Material for this exercise below:
PR #419, opened 2022-09-21
Screens: Add WynntilsDialogueHistoryScreen

kristofbolyai:
@magicus Some changes were needed for dialogue parsing to work with container queries. I've sent some details in discord, but if it is not clear why the change was needed, let me know.

Screenshots:

image
image
image
image
image
image


common/src/main/java/com/wynntils/screens/WynntilsDialogueHistoryScreen.java
```diff
@@ -0,0 +1,302 @@
...
+    protected void init() {
+        QuestBookManager.scanDialogueHistory();
+
+        this.addRenderableWidget(new BackButton(
+                (int) ((Texture.QUEST_BOOK_BACKGROUND.width() / 2f - 16) / 2f),
+                65,
+                Texture.BACK_ARROW.width() / 2,
+                Texture.BACK_ARROW.height(),
+                new WynntilsMenuScreen()));
+
```
Incompleteusern: Space here is a little weird

common/src/main/java/com/wynntils/screens/WynntilsDialogueHistoryScreen.java
```diff
@@ -0,0 +1,302 @@
...
+    }
+
+    @Override
+    public void render(PoseStack poseStack, int mouseX, int mouseY, float partialTick) {
+        renderBackgroundTexture(poseStack);
+
+        // Make 0, 0 the top left corner of the rendered quest book background
+        poseStack.pushPose();
+        final float translationX = getTranslationX();
+        final float translationY = getTranslationY();
```
Incompleteusern, line 120: Can be inlined

common/src/main/java/com/wynntils/screens/WynntilsDialogueHistoryScreen.java
```diff
@@ -0,0 +1,302 @@
...
+                        VerticalAlignment.Middle);
+    }
+
+    @Override
+    public boolean mouseScrolled(double mouseX, double mouseY, double delta) {
+        if (delta < 0) {
+            setCurrentPage(getCurrentPage() + 1);
+        } else if (delta > 0) {
+            setCurrentPage(getCurrentPage() - 1);
+        }
```
Incompleteusern: Perhaps could be replaced with something like
```java
setCurrentPage(getCurrentPage() + (delta > 0 ? 1 : -1));
```

common/src/main/java/com/wynntils/screens/WynntilsDialogueHistoryScreen.java
```diff
@@ -0,0 +1,302 @@
...
+import net.minecraft.client.gui.components.AbstractButton;
+import net.minecraft.client.gui.components.Widget;
+import net.minecraft.client.gui.components.events.GuiEventListener;
+import net.minecraft.client.resources.language.I18n;
+import net.minecraft.network.chat.Component;
+import net.minecraft.network.chat.TextComponent;
+import net.minecraft.network.chat.TranslatableComponent;
+import net.minecraftforge.eventbus.api.SubscribeEvent;
+
+public class WynntilsDialogueHistoryScreen extends WynntilsMenuPagedScreenBase {
```
Incompleteusern, line 36: Nice to see something similar to `QuestBookListPage` here

common/src/main/java/com/wynntils/screens/WynntilsDialogueHistoryScreen.java
```diff
@@ -0,0 +1,302 @@
...
+                            .withStyle(ChatFormatting.GREEN));
+
+            RenderUtils.drawTooltipAt(
+                    poseStack,
+                    mouseX,
+                    mouseY,
+                    100,
+                    tooltipLines,
+                    FontRenderer.getInstance().getFont(),
+                    true);
```
Incompleteusern, line 217: Perhaps extract this from the conditionals and instead set tooltipLines in the if statements

common/src/main/java/com/wynntils/screens/WynntilsMenuScreen.java
```diff
@@ -207,6 +226,27 @@ private void renderButtons(PoseStack poseStack, int mouseX, int mouseY) {
 
             if (hovered) {
                 this.hovered = button;
+            }
+
+            if (!button.dynamicTexture()) {
```
Incompleteusern, line 231: What is this check for?

common/src/main/java/com/wynntils/screens/WynntilsMenuScreenBase.java
```diff
@@ -91,4 +91,12 @@ protected void renderDescription(PoseStack poseStack, String description) {
                         HorizontalAlignment.Left,
                         FontRenderer.TextShadow.NONE);
     }
+
+    protected float getTranslationY() {
+        return (this.height - Texture.QUEST_BOOK_BACKGROUND.height()) / 2f;
+    }
```
Incompleteusern, line 97: `Translation` being used clashes with the already present usage of translating text into languages. Perhaps `translated` might work?

common/src/main/java/com/wynntils/wynn/model/questbook/QuestBookManager.java
```diff
@@ -123,6 +139,84 @@ private static void findQuestForTracking(ContainerContent container, QuestInfo q
...
+            int page = i;
+            queryBuilder
+                    .clickOnSlot(0)
+                    .matchTitle(getQuestBookTitle(1))
+                    .setWaitForMenuReopen(false)
+                    .processContainer((c) -> {
+                        ItemStack dialogueHistoryItem = c.items().get(0);
+
+                        if (!ComponentUtils.getCoded(dialogueHistoryItem.getHoverName())
+                                .equals("§bDialogue History")) return;
```
Incompleteusern, line 201: This check is only necessary once in `scanDialogueHistory` technically, so check could be reasonably removed. It is fine to keep, however.

Incompleteusern (dismissed):
A few minor comments

common/src/main/java/com/wynntils/screens/WynntilsMenuScreen.java
kristofbolyai: Some textures have 2 states, and they "animate" when hovered. Some are stateless.

common/src/main/java/com/wynntils/screens/WynntilsMenuScreenBase.java
kristofbolyai: Perhaps, although I think it is pretty clear what this does.

common/src/main/java/com/wynntils/wynn/model/questbook/QuestBookManager.java
kristofbolyai: Yeah, it is just safer to do so.

common/src/main/java/com/wynntils/screens/WynntilsDialogueHistoryScreen.java
kristofbolyai: I did not do this because there might be some special tooltip rendering where it is not always the same call. I will clean this up next commit / when I add mini-quest parsing.

common/src/main/java/com/wynntils/screens/WynntilsDialogueHistoryScreen.java
kristofbolyai: Yeah, it is really basic though, but I like that about this. If we do item guides, it will be easy.

common/src/main/java/com/wynntils/screens/WynntilsDialogueHistoryScreen.java
kristofbolyai: I did not want to, on purpose.

common/src/main/java/com/wynntils/wynn/model/CharacterManager.java
```diff
@@ -99,6 +99,7 @@ public static void onWorldStateChanged(WorldStateEvent e) {
             } else {
                 // We did not auto-join, we have a correct ID already.
                 int oldId = currentCharacter.id;
+                System.out.println("oldId = " + oldId);
```
magicus: Left over debug code?

common/src/main/java/com/wynntils/wynn/model/questbook/QuestBookManager.java
```diff
@@ -80,7 +96,7 @@ private static void processQuestBookPage(ContainerContent container, int page) {
         if (page == 4) {
             // Last page finished
             quests = newQuests;
-            WynntilsMod.postEvent(new QuestBookReloadedEvent());
+            WynntilsMod.getEventBus().post(new QuestBookReloadedEvent.QuestsReloaded());
```
magicus: This seem like a merge error..? I recently turned `WynntilsMod.getEventBus().post` into `WynntilsMod.postEvent` but this seem to revert that.

common/src/main/java/com/wynntils/wynn/model/questbook/QuestBookManager.java
```diff
@@ -123,6 +139,84 @@ private static void findQuestForTracking(ContainerContent container, QuestInfo q
...
+
+                    if (!ComponentUtils.getCoded(dialogueHistoryItem.getHoverName())
+                            .equals("§bDialogue History")) return;
+
+                    for (String line : ItemUtils.getLore(dialogueHistoryItem)) {
+                        Matcher matcher = DIALOGUE_HISTORY_PAGE_PATTERN.matcher(line);
+
+                        if (matcher.matches()) {
+                            int pageCount = Integer.parseInt(matcher.group(2));
+                            createActualDialogueHistoryQuery(pageCount);
```
magicus, line 159: The scripted queries are really clumsy for this use case. I was planning to make it easier to create dynamic queries, but it turned out to be a hard problem defining an API with good usability to do dynamic querying, so I kind of got stuck. But this code might perhaps serve as a good example, so if I can do something that makes it better (so that we don't have to first check the number of pages, and *then* redo everything to iterate over them), I think we'd have a much better solution. 

For the time being though, this is a creative (and good-enough) solution.

common/src/main/java/com/wynntils/wynn/model/questbook/QuestBookManager.java
```diff
@@ -6,28 +6,44 @@
...
     private static List<QuestInfo> quests = List.of();
     private static List<QuestInfo> newQuests;
+    private static List<List<String>> dialogueHistory = List.of();
+    private static List<List<String>> newDialogueHistory;
 
     public static void init() {}
 
+    @SubscribeEvent(priority = EventPriority.HIGH)
+    public static void onWorldStateChanged(WorldStateEvent e) {
+        quests = List.of();
```
magicus, line 43: This was a bug that we did not clear quests when changing worlds? :-o

kristofbolyai: Yeah, but we re-queried on screen init so it was okay.

common/src/main/java/com/wynntils/wynn/model/questbook/QuestBookManager.java
kristofbolyai: Yeah I will fix this

common/src/main/java/com/wynntils/wynn/model/container/ContainerQueryManager.java
```diff
@@ -143,8 +143,10 @@ public static void onContainerSetContent(ContainerSetContentEvent e) {
             }
         } else {
             // We're done
+            ContainerQueryStep oldStep = currentStep;
```
magicus: Does `endQuery()` reset `currentStep`? Something in "oldStep" leads my thinking astray and got me confused. Maybe you can call it "lastStep" eller "finalStep"?

kristofbolyai:
@magicus as you can see, I added an onComplete handler for container queries, but did not end up using it. I think it is fine to leave this in as it has use cases, likely. What do you think?

common/src/main/java/com/wynntils/wynn/model/container/ContainerQueryManager.java
kristofbolyai: It does reset, yes.

magicus:
`onComplete` is fine, yes. It's a fine line between having dead code and designing for the future. :-) I think we both agree that in general there should be no dead code, but some exceptions like this is probably fine.

common/src/main/java/com/wynntils/screens/WynntilsDialogueHistoryScreen.java
```diff
@@ -0,0 +1,297 @@
...
+                    mouseX,
+                    mouseY,
+                    100,
+                    RELOAD_TOOLTIP,
+                    FontRenderer.getInstance().getFont(),
+                    true);
+            return;
+        }
+
+        if (this.hovered instanceof QuestsPageButton) {
```
magicus, line 196: It seems like Qodana is correct. `hovered` is private, initialized to null, and I can't see any setters.

kristofbolyai: Line 232?

common/src/main/java/com/wynntils/screens/WynntilsQuestBookScreen.java
```diff
@@ -183,17 +188,13 @@ public boolean charTyped(char codePoint, int modifiers) {
 
     @Override
     public boolean mouseScrolled(double mouseX, double mouseY, double delta) {
-        if (delta < 0) {
-            setCurrentPage(getCurrentPage() + 1);
-        } else if (delta > 0) {
-            setCurrentPage(getCurrentPage() - 1);
-        }
+        setCurrentPage(getCurrentPage() + (delta > 0 ? -1 : 1));
```
magicus, line 191: Just a reflection. I noticed aBackfish's PR on legacy, where there was a ScrollDirection.UP/DOWN selection. Maybe we should consider having a general function that converts a mouse scrolled delta to a direction, and that can be affected by settings. (Is there not already an inverted scroll setting in Vanilla, btw?)

Not saying it should be part of this PR, just ranting a bit. :)

kristofbolyai: Yeah, if there is not one, we could have one.

common/src/main/java/com/wynntils/screens/WynntilsQuestBookScreen.java
```diff
@@ -278,21 +279,31 @@ private void renderTooltip(PoseStack poseStack, int mouseX, int mouseY) {
...
-                        poseStack,
-                        (currentPage + 1) + " / " + (maxPage + 1),
-                        Texture.QUEST_BOOK_BACKGROUND.width() / 2f,
-                        Texture.QUEST_BOOK_BACKGROUND.width(),
-                        Texture.QUEST_BOOK_BACKGROUND.height() - 25,
-                        0,
-                        CommonColors.BLACK,
-                        HorizontalAlignment.Center,
-                        FontRenderer.TextShadow.NONE);
+        if (this.hovered instanceof DialogueHistoryButton) {
```
magicus, line 285: I'm not sure why Qodana is complaining about this here but not in `renderTooltip()`. But can you please check if there is some substance behind this claim?

kristofbolyai: I have checked this and tested in-game, and it seems to work fine. I have no idea what Qodana is doing.

magicus (approved):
End of Material for this exercise.
## Activity
Using the records above, copy all lines that include the word "should".

## Answer space
`onComplete` is fine, yes. It's a fine line between having dead code and designing for the future. :-) I think we both agree that in general there should be no dead code, but some exceptions like this is probably fine.
magicus, line 191: Just a reflection. I noticed aBackfish's PR on legacy, where there was a ScrollDirection.UP/DOWN selection. Maybe we should consider having a general function that converts a mouse scrolled delta to a direction, and that can be affected by settings. (Is there not already an inverted scroll setting in Vanilla, btw?)
Not saying it should be part of this PR, just ranting a bit. :)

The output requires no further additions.